William Bradley, 1st Lieutenant of the flagship, HMS Sirius, also wrote about the selection of this cove in his personal version of the ship’s log, noting that the transports could:

‘. . . anchor near enough to moor with a shorefast in very good depth of water, from 6 to 5, 4 & 3 close alongside of the rocks.’ [4]

Indeed, when the fleet warped in the cove early on the morning of 27 January 1788, that is precisely what four of the ships did, as Bradley’s accompanying chart shows:

That evening, the surgeon on one of those four ships wrote:

‘The Ships some of them lay so near the Stone cliffs that you may wh ease jump from the Ship on Shore. . . The Water here even to the very side of the shore is 5 & 6 Fathoms & exactly like a Canal in a Garden, you may wh ease fasten the Ships to the trees instead of putting down the Anchor.’ [6]

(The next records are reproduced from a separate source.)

PR #3213, opened 2024-04-02
Add AllowAnyUser annotation and wildcards in access annotations

adrw:


misk/src/main/kotlin/misk/security/authz/AccessInterceptor.kt
```diff
@@ -70,10 +75,11 @@ class AccessInterceptor private constructor(
         return null
       }
 
-      val allowAnyService = action.hasAnnotation<AllowAnyService>()
+      val allowAnyService = action.hasAnnotation<AllowAnyService>() || actionEntries.any { it.allowAnyService }
```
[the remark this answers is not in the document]
AlexSzlavik: This is a tangential / follow up: 
The logic in this Interceptor is getting a bit hair imo. It's hard to look at it and reason through what we expect to happen. Wonder if there is space to refactor a bit and make the policy more obvious: 
The Policy for the default AccessInterceptor is meant to be: Combine all access policies described by AccessAnnotationEntries and Authenticated annotations and if any yield an "allow" result, the overall policy is to allow access.

misk/src/main/kotlin/misk/security/authz/AccessInterceptor.kt
```diff
@@ -114,7 +120,7 @@ class AccessInterceptor private constructor(
       val allowedServices = actionEntries.flatMap { it.services }.toSet()
       val allowedCapabilities = actionEntries.flatMap { it.capabilities }.toSet()
 
-      if (!allowAnyService && allowedServices.isEmpty() && allowedCapabilities.isEmpty()) {
+      if (!allowAnyService && allowedServices.isEmpty() && !allowAnyUser && allowedCapabilities.isEmpty()) {
```
AlexSzlavik, line 123: maybe we can group the "AllowAny" checks into a common function? Or, group allow any service + allowedServices into a single function. wdyt?

misk/src/test/kotlin/misk/web/actions/TestWebActionModule.kt
```diff
@@ -187,3 +189,13 @@ class AllowAnyServicePlusAuthenticatedAccessAction @Inject constructor() : WebAc
...
   fun get() = "${scopedCaller.get()} authorized as any service".toResponseBody()
 }
+
+class AllowAnyUserAccessAction @Inject constructor() : WebAction {
+  @Inject
+  lateinit var scopedCaller: ActionScoped<MiskCaller?>
+
+  @Get("/allow_any_user_access")
+  @ResponseContentType(MediaTypes.TEXT_PLAIN_UTF8)
+  @AllowAnyUser
```
AlexSzlavik, line 199: Change this to the new Authenticated change

misk/src/main/kotlin/misk/security/authz/AccessInterceptor.kt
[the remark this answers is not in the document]
adrw: Yeah I think the deprecated annotation is sufficient and also agree that further refactoring cleanup would be beneficial.

misk/src/test/kotlin/misk/web/actions/AuthenticationTest.kt
```diff
@@ -249,6 +249,28 @@ class AuthenticationTest {
...
+  }
+
+  @Test fun testAllowAnyUserDenyServiceOnly() {
+    val caller = MiskCaller(service = "test")
+    assertThat(
+      executeRequest(
+        path = "/allow_any_user_access",
+        user = caller.user
+      )
+    )
```
adrw, line 270: nit: join with following line

misk/src/test/kotlin/misk/web/actions/AuthenticationTest.kt
```diff
@@ -249,6 +249,28 @@ class AuthenticationTest {
...
 
+  @Test fun testAllowAnyUser() {
+    val caller = MiskCaller(user = "sandy")
+    assertThat(
+      executeRequest(
+        path = "/allow_any_user_access",
+        user = caller.user
+      )
+    )
+      .isEqualTo("$caller authorized as any user")
```
adrw, line 260: nit: join with following line

AlexSzlavik (approved):

PR #3218, opened 2024-04-05
(DNM) Revert "Simplify misk-redis implementation (#3198)"

keeferrourke:
This reverts commit d3fad45e48488f1915e1fef94095fca897aff108.

We're seeing some unexpected Jedis connection pool issues which are resolved by rolling back this dependency upgrade.

---

UPDATE: I think it's probable that this change was not compatible when Jedis is configured to have a single connection in its pool. The default Jedis pool configurations support a default value of up to 8 maximum connections.


gghang-block (approved):

keeferrourke:
- [ ] Do not merge. This PR has been prepared in case we need to revert.

mslogar-squareup (approved):

PR #3219, opened 2024-04-05
Revert "Revert "Simplify misk-redis implementation (#3198)""

keeferrourke:
Reverts cashapp/misk#3218

In other words... Brings back cashapp/misk#3198.


gghang-block (changes requested):
This refactor appears to causing an issue in our service where it suddenly becomes unresponsive after failing to acquire Redis connections. I'd like to figure out why before re-merging this change to prevent this change from affecting additional services. 

- [ ] Determine root cause of Redis connection bugs before merging

keeferrourke:
- [ ] DNM until cause of connection issues that caused the revert has been determined

keeferrourke:
I'll look for other ways to simplify this.

PR #3224, opened 2024-04-10
Add sorted set operations to misk-redis pipelines

keeferrourke:
Essentially reimplements the reverted changes #3198, but in an additive-only way which is much less disruptive.

1. Introduces a **test-sources-only** redis client implementation which always delegates to pipelining operations. This allows us to ensure that RealPipelinedRedis always has test parity with RealRedis.
   - This provides a path forward for non-disruptively attempting to reproduce and diagnose connection/client configuration issues that may have been caused by just pipelining everything by default (as was done in #3198).
2. Reintroduces sorted-set operations to pipelines. This is safe to do, since we have upgraded to Jedis 5 (see #3198 for the reasoning why this was introduced and removed, before being re-introduced due to bugs in Jedis).

### DIFF
--- a/misk-redis/src/main/kotlin/misk/redis/Redis.kt
+++ b/misk-redis/src/main/kotlin/misk/redis/Redis.kt
@@ -5,8 +5,8 @@ import redis.clients.jedis.JedisPubSub
 import redis.clients.jedis.Pipeline
 import redis.clients.jedis.Transaction
 import redis.clients.jedis.args.ListDirection
-import redis.clients.jedis.exceptions.JedisDataException
 import redis.clients.jedis.params.ZAddParams
+import redis.clients.jedis.util.JedisClusterCRC16
 import java.time.Duration
 import java.util.function.Supplier
 
@@ -800,3 +800,20 @@ inline fun checkHrandFieldCount(count: Long) {
   }
 }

The ships’ boats were used to carry the people and provisions ashore, transporting them to the rock platforms along the western side, where they could be unloaded directly onto dry land. However, several weeks after their arrival, the cook of the Prince of Wales was drowned as he was making his way ashore by shimmying along the hawser, having fallen into the water when two boys rocked the rope as a joke. [7]

Later Impressions

A wharf was erected on the western side in 1791, which came to be known as the public wharf (because that was where people and cargoes were generally brought ashore) or Hospital Wharf (because it was located in front of the hospital), and later as King’s Wharf. A second one built on the eastern side of the stream, largely reserved for official use and known as the Governor’s Wharf.

But in the decades that followed, ships would continue to moor further along the cove, close to the shore. Thus, when the Britannia arrived in Sydney Cove in June 1794, with stores Captain Raven had purchased at Batavia, she was ‘moored to the trees ashore’. [8]

In May 1802, the commander of the French explorer, Naturaliste, which was visiting the settlement, noted that a large ship could come within two cables length of the Governor’s Wharf, ‘and even berth along the shore in other parts of the cove’. [9]

And when two Russian ships, the Blagonamerennyi (Good Intent) and the Otkrytie (Discovery), visited Sydney Cove in March 1820, one of the logs recorded that they moored so close to the rocks on the western side that they could walk ashore across planks:

‘At length, we sighted Sydney proper in a narrow inlet, and there we let go anchor, right by Captain Piper’s house. We moored so that gangplanks could be run out: we could plainly hear everything that was said in the Captain’s dwelling! We were standing in six fathoms of water, mud bottom.’ [10]

A Sydney resident wrote of these years, that ‘the Sydney Wharf was the natural rocks’. [11] Sydney Cove was internationally renowned for these rock platforms which suddenly shelved into deep water. [12] A gazetteer published in London in 1798 advised visiting mariners that the cove was:

‘perfectly secure from all winds; and for a considerable way on both sides, ships can lie close to the shore; nor are there any rocks or shallows to render the navigation dangerous.’  [13]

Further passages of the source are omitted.